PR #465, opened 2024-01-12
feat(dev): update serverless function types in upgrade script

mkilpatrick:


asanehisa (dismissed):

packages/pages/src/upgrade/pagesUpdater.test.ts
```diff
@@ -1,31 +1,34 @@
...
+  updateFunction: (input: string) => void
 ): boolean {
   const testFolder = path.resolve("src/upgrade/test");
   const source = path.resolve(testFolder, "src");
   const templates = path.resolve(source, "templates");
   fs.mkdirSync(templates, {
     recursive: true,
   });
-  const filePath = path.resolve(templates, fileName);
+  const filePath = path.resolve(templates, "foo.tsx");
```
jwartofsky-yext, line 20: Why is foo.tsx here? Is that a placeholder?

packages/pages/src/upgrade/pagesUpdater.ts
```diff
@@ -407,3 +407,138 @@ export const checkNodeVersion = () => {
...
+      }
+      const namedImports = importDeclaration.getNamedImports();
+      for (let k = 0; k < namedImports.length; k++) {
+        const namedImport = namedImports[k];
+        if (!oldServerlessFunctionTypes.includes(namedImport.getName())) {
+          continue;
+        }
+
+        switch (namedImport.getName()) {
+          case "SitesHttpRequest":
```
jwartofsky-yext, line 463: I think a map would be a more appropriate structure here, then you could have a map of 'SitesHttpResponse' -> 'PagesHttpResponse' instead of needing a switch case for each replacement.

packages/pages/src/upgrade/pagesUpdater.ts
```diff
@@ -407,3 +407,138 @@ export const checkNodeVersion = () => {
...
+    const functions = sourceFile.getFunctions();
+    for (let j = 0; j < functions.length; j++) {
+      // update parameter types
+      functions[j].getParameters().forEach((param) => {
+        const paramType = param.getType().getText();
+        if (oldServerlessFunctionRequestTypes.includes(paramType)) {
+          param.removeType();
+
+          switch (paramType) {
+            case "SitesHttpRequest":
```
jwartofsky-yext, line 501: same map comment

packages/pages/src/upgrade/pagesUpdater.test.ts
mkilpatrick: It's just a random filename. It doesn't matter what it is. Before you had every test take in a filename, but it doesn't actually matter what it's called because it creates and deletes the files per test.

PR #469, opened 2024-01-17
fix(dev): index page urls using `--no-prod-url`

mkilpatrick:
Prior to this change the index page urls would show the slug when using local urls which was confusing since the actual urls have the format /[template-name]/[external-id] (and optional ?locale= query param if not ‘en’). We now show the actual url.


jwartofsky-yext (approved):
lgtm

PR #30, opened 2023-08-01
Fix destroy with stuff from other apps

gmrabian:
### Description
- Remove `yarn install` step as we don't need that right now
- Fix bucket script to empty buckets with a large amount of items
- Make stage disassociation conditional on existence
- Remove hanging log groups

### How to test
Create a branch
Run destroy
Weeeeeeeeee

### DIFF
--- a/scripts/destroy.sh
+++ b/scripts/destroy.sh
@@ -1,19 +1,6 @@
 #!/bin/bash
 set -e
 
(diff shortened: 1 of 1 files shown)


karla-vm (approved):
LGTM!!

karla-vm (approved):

...

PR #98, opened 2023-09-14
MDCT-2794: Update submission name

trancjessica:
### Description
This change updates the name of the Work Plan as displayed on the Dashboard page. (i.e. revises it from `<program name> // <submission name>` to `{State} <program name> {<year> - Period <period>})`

---

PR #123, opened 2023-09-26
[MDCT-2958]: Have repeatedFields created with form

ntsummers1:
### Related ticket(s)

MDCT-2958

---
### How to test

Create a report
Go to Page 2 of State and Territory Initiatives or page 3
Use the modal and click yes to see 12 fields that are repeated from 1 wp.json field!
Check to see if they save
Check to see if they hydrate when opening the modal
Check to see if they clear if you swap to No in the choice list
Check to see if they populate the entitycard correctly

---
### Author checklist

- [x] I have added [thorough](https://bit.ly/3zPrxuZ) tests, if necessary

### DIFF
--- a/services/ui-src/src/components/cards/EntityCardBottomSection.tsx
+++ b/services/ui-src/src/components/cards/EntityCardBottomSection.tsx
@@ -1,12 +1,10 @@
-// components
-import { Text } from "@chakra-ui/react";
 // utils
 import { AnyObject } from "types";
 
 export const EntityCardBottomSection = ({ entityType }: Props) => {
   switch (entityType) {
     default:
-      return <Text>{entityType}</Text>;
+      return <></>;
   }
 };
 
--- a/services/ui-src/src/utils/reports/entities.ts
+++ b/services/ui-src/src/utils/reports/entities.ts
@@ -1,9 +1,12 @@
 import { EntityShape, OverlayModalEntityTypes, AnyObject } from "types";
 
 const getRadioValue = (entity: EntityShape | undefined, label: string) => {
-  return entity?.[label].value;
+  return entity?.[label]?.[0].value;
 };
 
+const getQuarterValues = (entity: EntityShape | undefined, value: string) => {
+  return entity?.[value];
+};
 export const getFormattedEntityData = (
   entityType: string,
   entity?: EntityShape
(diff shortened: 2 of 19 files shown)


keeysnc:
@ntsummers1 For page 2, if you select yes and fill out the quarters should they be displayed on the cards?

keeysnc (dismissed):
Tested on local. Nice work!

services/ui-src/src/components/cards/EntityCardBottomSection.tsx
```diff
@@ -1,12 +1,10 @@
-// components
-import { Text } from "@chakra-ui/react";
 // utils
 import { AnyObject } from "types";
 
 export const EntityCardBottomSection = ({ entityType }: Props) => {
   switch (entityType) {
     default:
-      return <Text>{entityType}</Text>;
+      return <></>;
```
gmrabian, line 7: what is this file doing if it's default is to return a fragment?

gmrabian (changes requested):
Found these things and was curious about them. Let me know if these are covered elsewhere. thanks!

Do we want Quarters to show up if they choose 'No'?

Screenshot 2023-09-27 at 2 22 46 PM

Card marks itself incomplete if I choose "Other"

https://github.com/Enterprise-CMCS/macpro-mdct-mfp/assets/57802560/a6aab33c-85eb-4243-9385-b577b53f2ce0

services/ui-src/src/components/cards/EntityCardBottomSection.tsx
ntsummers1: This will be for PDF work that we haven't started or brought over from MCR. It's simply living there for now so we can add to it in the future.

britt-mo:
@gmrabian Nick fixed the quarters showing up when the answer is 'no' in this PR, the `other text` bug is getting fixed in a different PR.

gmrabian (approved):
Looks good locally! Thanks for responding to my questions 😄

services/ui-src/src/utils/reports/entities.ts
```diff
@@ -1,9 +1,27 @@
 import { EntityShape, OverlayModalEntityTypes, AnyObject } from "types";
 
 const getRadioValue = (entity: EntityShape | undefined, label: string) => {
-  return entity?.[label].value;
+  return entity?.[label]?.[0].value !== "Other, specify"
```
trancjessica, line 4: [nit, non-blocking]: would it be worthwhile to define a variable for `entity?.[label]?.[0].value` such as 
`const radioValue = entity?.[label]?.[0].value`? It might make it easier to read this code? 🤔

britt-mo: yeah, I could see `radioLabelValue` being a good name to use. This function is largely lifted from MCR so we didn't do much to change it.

— EXERCISE DETAILS —
Search the entries for the word "services", then gather every line that has it.

— EXERCISE ANSWER —
--- a/services/ui-src/src/components/cards/EntityCardBottomSection.tsx
+++ b/services/ui-src/src/components/cards/EntityCardBottomSection.tsx
--- a/services/ui-src/src/utils/reports/entities.ts
+++ b/services/ui-src/src/utils/reports/entities.ts
services/ui-src/src/components/cards/EntityCardBottomSection.tsx
services/ui-src/src/components/cards/EntityCardBottomSection.tsx
services/ui-src/src/utils/reports/entities.ts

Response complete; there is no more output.